= Requirement =
Where the records below show a line containing "Thanks much for these.", start copying; end with the line containing "We're going to", and copy it too.
★ ★ ★ ★
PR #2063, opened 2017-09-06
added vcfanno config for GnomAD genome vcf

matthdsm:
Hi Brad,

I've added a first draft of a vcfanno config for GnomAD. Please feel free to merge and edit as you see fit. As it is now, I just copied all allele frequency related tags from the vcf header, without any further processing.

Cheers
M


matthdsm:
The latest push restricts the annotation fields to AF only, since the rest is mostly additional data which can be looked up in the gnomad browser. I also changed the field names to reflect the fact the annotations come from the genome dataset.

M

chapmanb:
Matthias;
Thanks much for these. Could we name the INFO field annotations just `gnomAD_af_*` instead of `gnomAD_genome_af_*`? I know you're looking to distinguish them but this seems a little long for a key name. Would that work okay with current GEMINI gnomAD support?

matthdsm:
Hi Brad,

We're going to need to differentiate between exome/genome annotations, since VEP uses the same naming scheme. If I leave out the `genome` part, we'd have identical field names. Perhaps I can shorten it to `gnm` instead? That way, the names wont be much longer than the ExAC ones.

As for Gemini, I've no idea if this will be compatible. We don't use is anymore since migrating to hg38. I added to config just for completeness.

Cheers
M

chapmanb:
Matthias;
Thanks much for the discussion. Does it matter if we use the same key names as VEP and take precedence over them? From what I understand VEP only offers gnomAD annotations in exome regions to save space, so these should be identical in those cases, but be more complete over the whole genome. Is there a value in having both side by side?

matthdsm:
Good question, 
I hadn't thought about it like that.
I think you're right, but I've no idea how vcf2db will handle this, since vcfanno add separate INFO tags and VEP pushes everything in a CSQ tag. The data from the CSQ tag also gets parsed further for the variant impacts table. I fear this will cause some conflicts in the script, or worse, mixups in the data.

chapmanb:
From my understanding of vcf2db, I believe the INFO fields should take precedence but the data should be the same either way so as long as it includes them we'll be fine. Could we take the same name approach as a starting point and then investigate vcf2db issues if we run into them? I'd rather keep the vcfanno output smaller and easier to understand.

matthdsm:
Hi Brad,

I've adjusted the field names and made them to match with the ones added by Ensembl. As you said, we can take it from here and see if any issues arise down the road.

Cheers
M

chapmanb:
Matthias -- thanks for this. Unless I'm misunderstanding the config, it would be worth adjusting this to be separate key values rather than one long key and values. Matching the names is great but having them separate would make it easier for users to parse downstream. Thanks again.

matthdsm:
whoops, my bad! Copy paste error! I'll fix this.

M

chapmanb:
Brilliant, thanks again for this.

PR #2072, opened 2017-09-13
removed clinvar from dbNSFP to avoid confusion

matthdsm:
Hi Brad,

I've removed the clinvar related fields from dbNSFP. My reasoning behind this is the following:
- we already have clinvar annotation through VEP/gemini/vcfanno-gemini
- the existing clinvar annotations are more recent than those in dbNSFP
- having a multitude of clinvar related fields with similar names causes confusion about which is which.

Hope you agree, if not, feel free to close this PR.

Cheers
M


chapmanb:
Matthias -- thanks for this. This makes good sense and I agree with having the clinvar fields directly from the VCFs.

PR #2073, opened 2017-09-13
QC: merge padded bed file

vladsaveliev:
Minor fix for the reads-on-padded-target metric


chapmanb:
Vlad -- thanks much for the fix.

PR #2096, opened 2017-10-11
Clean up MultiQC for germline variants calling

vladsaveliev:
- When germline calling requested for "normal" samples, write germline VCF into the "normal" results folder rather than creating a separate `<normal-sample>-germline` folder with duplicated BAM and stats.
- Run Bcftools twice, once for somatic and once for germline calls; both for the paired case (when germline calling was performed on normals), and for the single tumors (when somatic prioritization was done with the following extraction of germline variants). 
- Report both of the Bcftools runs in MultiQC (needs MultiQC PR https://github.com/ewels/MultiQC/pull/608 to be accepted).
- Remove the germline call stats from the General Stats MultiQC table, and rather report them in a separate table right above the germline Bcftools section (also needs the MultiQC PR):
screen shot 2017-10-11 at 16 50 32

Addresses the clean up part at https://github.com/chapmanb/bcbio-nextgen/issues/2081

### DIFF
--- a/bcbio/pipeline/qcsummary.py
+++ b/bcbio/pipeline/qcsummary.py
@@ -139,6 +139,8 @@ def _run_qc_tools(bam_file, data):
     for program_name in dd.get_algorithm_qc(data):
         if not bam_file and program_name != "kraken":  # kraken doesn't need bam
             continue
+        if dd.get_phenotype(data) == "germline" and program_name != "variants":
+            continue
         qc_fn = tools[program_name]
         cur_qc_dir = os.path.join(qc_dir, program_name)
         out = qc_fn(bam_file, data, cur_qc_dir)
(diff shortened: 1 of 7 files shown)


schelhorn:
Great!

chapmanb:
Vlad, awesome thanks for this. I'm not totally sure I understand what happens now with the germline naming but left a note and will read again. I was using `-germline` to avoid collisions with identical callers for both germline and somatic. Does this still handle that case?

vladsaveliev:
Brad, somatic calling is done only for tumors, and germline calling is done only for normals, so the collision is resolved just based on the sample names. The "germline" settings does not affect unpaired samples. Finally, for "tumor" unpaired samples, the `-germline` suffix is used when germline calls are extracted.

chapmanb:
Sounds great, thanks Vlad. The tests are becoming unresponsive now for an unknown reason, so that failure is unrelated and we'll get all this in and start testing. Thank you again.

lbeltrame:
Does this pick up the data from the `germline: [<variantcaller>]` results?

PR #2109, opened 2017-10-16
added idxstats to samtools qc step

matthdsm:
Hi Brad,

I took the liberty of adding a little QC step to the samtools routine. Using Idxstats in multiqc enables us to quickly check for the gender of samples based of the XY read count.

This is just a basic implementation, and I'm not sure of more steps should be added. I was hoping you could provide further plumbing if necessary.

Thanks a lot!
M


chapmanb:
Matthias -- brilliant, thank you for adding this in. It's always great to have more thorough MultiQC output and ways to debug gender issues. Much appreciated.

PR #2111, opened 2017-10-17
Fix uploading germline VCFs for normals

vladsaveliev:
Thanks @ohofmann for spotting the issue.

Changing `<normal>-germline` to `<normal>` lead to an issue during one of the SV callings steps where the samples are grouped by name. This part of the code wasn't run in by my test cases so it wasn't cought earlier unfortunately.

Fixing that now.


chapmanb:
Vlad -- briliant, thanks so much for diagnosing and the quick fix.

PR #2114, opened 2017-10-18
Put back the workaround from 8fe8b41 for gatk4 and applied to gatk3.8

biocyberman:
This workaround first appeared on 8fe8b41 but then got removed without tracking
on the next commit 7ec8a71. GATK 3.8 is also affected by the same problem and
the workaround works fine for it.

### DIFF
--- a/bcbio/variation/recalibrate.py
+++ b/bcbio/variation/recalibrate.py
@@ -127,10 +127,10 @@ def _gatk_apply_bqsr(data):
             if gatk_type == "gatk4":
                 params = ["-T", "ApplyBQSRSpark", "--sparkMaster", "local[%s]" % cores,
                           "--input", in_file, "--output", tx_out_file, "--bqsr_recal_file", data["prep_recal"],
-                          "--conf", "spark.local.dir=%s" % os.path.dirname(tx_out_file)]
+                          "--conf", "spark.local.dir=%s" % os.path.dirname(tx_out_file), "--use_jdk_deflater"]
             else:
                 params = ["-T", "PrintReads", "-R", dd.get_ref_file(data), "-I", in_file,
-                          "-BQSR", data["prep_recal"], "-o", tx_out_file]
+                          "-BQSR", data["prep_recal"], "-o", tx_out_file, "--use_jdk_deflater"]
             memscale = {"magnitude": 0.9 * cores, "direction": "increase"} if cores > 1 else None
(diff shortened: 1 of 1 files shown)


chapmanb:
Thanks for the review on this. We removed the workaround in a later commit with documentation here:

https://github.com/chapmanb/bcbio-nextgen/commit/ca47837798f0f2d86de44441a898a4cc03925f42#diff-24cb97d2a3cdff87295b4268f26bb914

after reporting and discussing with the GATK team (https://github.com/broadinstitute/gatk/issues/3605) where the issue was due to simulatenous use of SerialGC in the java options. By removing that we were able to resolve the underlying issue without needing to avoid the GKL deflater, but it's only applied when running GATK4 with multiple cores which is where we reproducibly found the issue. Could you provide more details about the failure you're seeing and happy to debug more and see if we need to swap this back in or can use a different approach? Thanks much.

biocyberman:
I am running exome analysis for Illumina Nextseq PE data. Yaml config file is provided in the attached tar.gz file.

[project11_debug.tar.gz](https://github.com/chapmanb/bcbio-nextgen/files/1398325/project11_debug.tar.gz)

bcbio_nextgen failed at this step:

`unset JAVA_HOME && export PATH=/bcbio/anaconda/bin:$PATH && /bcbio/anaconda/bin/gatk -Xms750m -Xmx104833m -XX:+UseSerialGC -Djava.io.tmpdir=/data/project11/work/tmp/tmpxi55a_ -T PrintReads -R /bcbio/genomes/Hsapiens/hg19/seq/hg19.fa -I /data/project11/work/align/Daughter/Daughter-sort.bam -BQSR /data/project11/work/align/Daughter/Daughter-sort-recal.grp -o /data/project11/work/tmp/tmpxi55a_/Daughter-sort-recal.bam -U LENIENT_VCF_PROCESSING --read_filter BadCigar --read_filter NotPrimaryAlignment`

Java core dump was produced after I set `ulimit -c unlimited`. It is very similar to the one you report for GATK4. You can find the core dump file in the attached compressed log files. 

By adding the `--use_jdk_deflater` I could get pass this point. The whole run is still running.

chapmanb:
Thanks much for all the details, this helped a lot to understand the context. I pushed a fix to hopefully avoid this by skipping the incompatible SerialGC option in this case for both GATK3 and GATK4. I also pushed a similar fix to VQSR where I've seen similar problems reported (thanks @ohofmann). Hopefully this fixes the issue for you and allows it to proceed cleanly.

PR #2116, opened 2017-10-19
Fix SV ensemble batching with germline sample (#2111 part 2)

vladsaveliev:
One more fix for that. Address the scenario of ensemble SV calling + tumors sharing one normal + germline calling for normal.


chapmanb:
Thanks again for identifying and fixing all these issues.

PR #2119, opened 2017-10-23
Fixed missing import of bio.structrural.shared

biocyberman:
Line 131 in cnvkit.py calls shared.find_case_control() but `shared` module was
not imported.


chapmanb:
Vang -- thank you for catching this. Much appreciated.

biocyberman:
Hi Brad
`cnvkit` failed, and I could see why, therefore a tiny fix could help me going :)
★ ★ ★ ★
= Exercise response =
Thanks much for these. Could we name the INFO field annotations just `gnomAD_af_*` instead of `gnomAD_genome_af_*`? I know you're looking to distinguish them but this seems a little long for a key name. Would that work okay with current GEMINI gnomAD support?

matthdsm:
Hi Brad,

We're going to need to differentiate between exome/genome annotations, since VEP uses the same naming scheme. If I leave out the `genome` part, we'd have identical field names. Perhaps I can shorten it to `gnm` instead? That way, the names wont be much longer than the ExAC ones.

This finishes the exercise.